There does seem to be an obsession with sleep (esp. independent) though.


----------



## JamesMama (Jun 1, 2005)

I don't get it either. I can't imagine the sort of guff I'd get from people if they knew we STILL coslept with my 3.5 year old and that I or DH still snuggle him to sleep every night.

I know that some babies don't sleep...my DD went through that phase. and it was so hard...the sleep deprivation really got to me...

I generally tell people that in all reality this is SUCH a short season I get with my kids. I get 18 years to have them under my roof and then they spend the next 50 (or so) years out in the world...I'm not going to whine about having to snuggle my son for 4 years (or so) in a few years he'll be too cool to hug his old mom...


----------



## tuscany123 (Feb 15, 2004)

When DD was born almost 5 yrs ago, I did not know about safe bedsharing. I succombed to the mainstream advice I got, which said babe must sleep in her own space, away from me. So, for the 1st 3 months, I struggled with night time parenting. I thought I was a failure because my LO did not STTN. I nursed each time she woke, but removed her from the bassinet each time, and she and I both were completely awake for each of these feedings. We were both wrecks!

I happened to find Mothering magazine in the checkout line at the local health food store, and from there found these forums. One night, ill with a cold, and too exhausted to do anything else, I crawled into bed with DD. She was 4 mos old. We learned sidelying nursing in one session, and to my surprise, we both STTN. To me, STTN means my LO is with me in bed, or sidecarred in a crib, and I nurse on demand, but neither of us really wakes up. I guess the mainstream folks would say this is not technically STTN, but I say to heck with that. All I know is I wake up rested, in a good mood, and that's what counts for me. Now with my 2nd child, what I have learned about co-sleeping has helped us since the day he came into the world.

Thank God for MDC. It totally reshaped my outlook on so many parenting issues. I no longer sweat it when I get asked well-meaning (usually!) questions about LO's sleeping or nursing patterns. I simply answer "he sleeps great" or "he so healthy, he eats exactly as often as he needs to" I am am so grateful that MDC was there for me.


----------



## Devaya (Sep 23, 2007)

I agree with Tuscany - MDC has revolutionised my thinking and given me so much more confidence about these things. Yesterday I bumped into an ex-colleague from work and her partner and 4 month old baby. Boy, were they keen to boast that their baby now 'self soothed' because she had started being 'stricter' (Not CIO, just refusing to give the breast until it was a certain time of the morning...at 4 months!). Instead of talking about the many other things I'm sure their baby is doing or being,it was all about how proud they were of her to have started sleeping more on her own, etc etc.

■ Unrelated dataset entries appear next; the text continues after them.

PR #1844, opened 2019-09-24
add ssl smtp check to examples PHPMailer#1843

Marat555:
this fixes PHPMailer#1843


Synchro:
Sorry, adding this whole example to illustrate a 1-line change isn't really worth it.

PR #2950, opened 2023-09-05
Add Bengali translations

Manish4586:
Adds [Bengali](https://en.wikipedia.org/wiki/Bengali_language) (ISO 639-1 'BE') translations.

### DIFF
--- a/language/phpmailer.lang-as.php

I just stood there with my eleven month old strapped to me (who co-sleeps etc) and their baby was lying contentedly in her pushchair just gurgling kind of thing, and I found it really difficult. I always feel like I'm completely in the minority, which is why I'm so grateful for MDC for helping me not feel like a freak! (and reminding me all babies are different and there' s nothing wrong with mine).

Even that book 'What to expect in the first year' says that learning to go to sleep on your own is 'one of life's most important skills' ...huh? how about learning to be confident and secure in your own skin, and to give and receive love? I'd say that's more important!


----------



## sept15lija (Jun 21, 2008)

Quote:


Originally Posted by *Autumn C.* 
I'm not a big fan of the infants must learn to self-soothe but I can tell you my whole everything is revolving around sleep or the lack thereof.

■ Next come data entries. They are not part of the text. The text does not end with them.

Issue #2959, opened 2023-09-29
PHP Deprecated: trim(): Passing null to parameter #1 ($string) of type string is deprecated


peti123x:
# Problem description
Using the latest PHP8.2 image and the latest version of phpmailer (6.8.1), I'm getting a deprecation warning pointing to https://github.com/PHPMailer/PHPMailer/blob/master/src/PHPMailer.php#L1574 (the `trim()` function gets a null value).

# Code to reproduce
Not sure what in the system is actually making the deprecation warning emit, but nevertheless the fact that the warning appears means the trimmed value can be `null`.

# Debug output

Synchro:
This is a little mysterious because all of `From`, `Sender`, and `ConfirmReadingTo` are initialised to empty strings, and nowhere are any of them set to `null`. However, they are public properties that can be set to `null` by calling code, which I assume is what's happening for you. I'm not too concerned about that, but I'll accept a PR if you want to fix it.

Synchro:
This is fixed in the main branch and will be in the next release

PR #2962, opened 2023-10-02
fix: null issue in trim method

HarshitSingh96:
fixes : #2959

Passing null to parameter #1 ($string) of type string is deprecated

### DIFF
--- a/src/PHPMailer.php
+++ b/src/PHPMailer.php
@@ -1571,7 +1571,10 @@ class PHPMailer
 
             //Validate From, Sender, and ConfirmReadingTo addresses
             foreach (['From', 'Sender', 'ConfirmReadingTo'] as $address_kind) {
-                $this->{$address_kind} = trim($this->{$address_kind} ?? '');
+                if($this->{$address_kind} === null) {
+                    $this->{$address_kind} = '';
+                }
+                $this->{$address_kind} = trim($this->{$address_kind});
                 if (empty($this->{$address_kind})) {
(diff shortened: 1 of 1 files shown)


src/PHPMailer.php
```diff
@@ -1571,7 +1571,7 @@ public function preSend()
 
             //Validate From, Sender, and ConfirmReadingTo addresses
             foreach (['From', 'Sender', 'ConfirmReadingTo'] as $address_kind) {
-                $this->{$address_kind} = trim($this->{$address_kind});
+                $this->{$address_kind} = trim($this->{$address_kind} ?? '');
```
Synchro, line 1574: Unfortunately null coalesce was only introduced in PHP 7.0, and we have BC back to 5.5, so this syntax can't be used. Since these properties are not meant to be nullable, I think a better approach is to stop them being null, like this:

```php
if ($this->{$address_kind} === null) {
    $this->{$address_kind} = '';
}
```
That will solve the trim issue and also fix any unexpected nulls that crop up elsewhere.

HarshitSingh96: Yup, thanks for reviewing...
Committed the fix...

HarshitSingh96:
Cool, thanks!

HarshitSingh96:
@Synchro can you merge and close this issue?

Synchro:
Thanks

peti123x:
Thanks guys!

I can't believe I'm the only one dealing with sleep deprivation so poorly. And yes, I am dealing with this unbelievably poorly.









Just wanted to let you know you are not the only one dealing with this poorly. I am at my wit's end sometimes. I am sometimes truly resentful and angry at my sweet baby boy. Those are the times that DH takes over generally....or else I just cry and keep rocking him. Dealing with multiple (MULTIPLE!) night wakings for months (years??!!) on end is very difficult, IMO.


----------



## Mama Poot (Jun 12, 2006)

The best thing I ever read in terms of sleep and culture went something like this (paraphrasing from a quotation in "the Happiest Baby on the Block")

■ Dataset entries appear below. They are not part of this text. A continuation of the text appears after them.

PR #2981, opened 2023-11-22
Add methods to update or clear custom headers by name.

frankforte:
When sending a personalized email blast, it is sometimes useful to just update the "to" address and the body (rather than re-creating the entire email object). It is also useful to update the custom "List-Unsubscribe" header since it can contain a URL that is specific to each recipient. Currently, PHPMailer only has a method to clear ALL custom headers. However, we might want to keep some custom headers and only clear a specific one.

This PR adds the ability to clear or update a specific custom header by name.

Example one: clear a custom header:

    $mail->clearCustomHeader('List-Unsubscribe');

Example two: update a custom header:

    $mail->replaceCustomHeader('List-Unsubscribe', '<https://yourdomain/unsubscribe/hash>');

### DIFF
--- a/src/PHPMailer.php
+++ b/src/PHPMailer.php
@@ -4059,6 +4059,30 @@ class PHPMailer
     }
 
     /**
+     * Clear a specific custom header.
+     */
+    public function clearCustomHeader($name)
+    {
+        foreach ($this->CustomHeader as $k => $pair) {
+            if ($pair[0] == $name) {
+                unset($this->CustomHeader[$k]);
+            }
+        }
+    }
+
+    /**
+     * Replace a custom header.
+     */
+    public function replaceCustomHeader($name, $value)
+    {
+        foreach ($this->CustomHeader as $k => $pair) {
+            if ($pair[0] == $name) {
+                $this->CustomHeader[$k] = [$name, $value];
+            }
+        }
+    }
+
+    /**
      * Add an error message to the error container.
      *
      * @param string $msg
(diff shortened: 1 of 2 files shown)


frankforte:
PR re-submitted with formatting fixes.

Synchro:
Thanks, nice addition. It would be good to show how to use this in the mailing list example.

Synchro:
One minor thought – the loops don't break after finding a match, so if you have multiple headers with the same name (which is allowed), it will remove/replace all of them.

frankforte:
Thanks for the feedback, Marcus. Let me know which solution you prefer:

1) Add a third, optimal argument $replace to *addCustomHeader* so it works
a bit like the PHP *header()* function (in which case replaceCustomHeader
becomes redundant.  We would have to make it backward compatible, so
replace would unfortunately *not *be the default. (developers that assume
it works like *header()* might get annoyed)

2) Alternatively, we can stick with the *replaceCustomHeader* method.

In either case, we should to continue through the loop and unset any
remaining headers with the same name, so it works like *header()* for
instance:

header('x-test: 1', false);
header('x-test: 2', false);
header('x-test: 3');
print_r(headers_list());

// output
// the first two headers are replaced by a single header
Array (
    [0] => X-Powered-By: PHP/8.1.6
    [1] => x-test: 3
)




Regards,

Frank

Synchro:
I think stick with the `replaceCustomHeader` approach; it's lower impact from a BC perspective. I don't see that replacing repeated custom headers is a big problem – this is quite a niche use case, and if you have trouble, you can always clear headers and start again anyway.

"If a self-indulgent old man like me (a doctor) can get out of bed in the middle of the night to help a stranger, certainly a mother can do this for her own child. No one gets a full nights' sleep and noone is entitled to it either".


----------



## candiland (Jan 27, 2002)

I slept with both my kids when they were babies.

Okay, okay. I'll admit it. We still sleep together sometimes now.







I'm a single working mom, and I have joint custody. All of us cuddling together is just wonderful sometimes. Yet they know if I need my space. I have no problems on the nights I let them know when it's just not going to work for me.

The are 6 and 8. A boy and girl, respectively. I was just telling my dd last night about how sleeping with her may have saved her life. (We were on the topic of "when they were babies".)

When she was a small infant, we were sleeping side by side in the middle of the night when I felt her twitching around. My instincts led me to roll her onto her stomach and pat her on the back. She had actually stopped breathing!!! She spit up a bit after I changed her position and started breathing again. Who knows - she could have been a "SIDS" baby had she been in a crib.

That really made me a believer.


----------



## texmati (Oct 19, 2004)

i don't know if this helps anyone... but my dh is from india, and he thinks it's borderline neglect to leave a small child alone all night in it's own bed or room.

Not sure I compleately agree with him, just pointing out that cultural norms are just that-- cultural.


----------



## triscuitsmom (Jan 11, 2007)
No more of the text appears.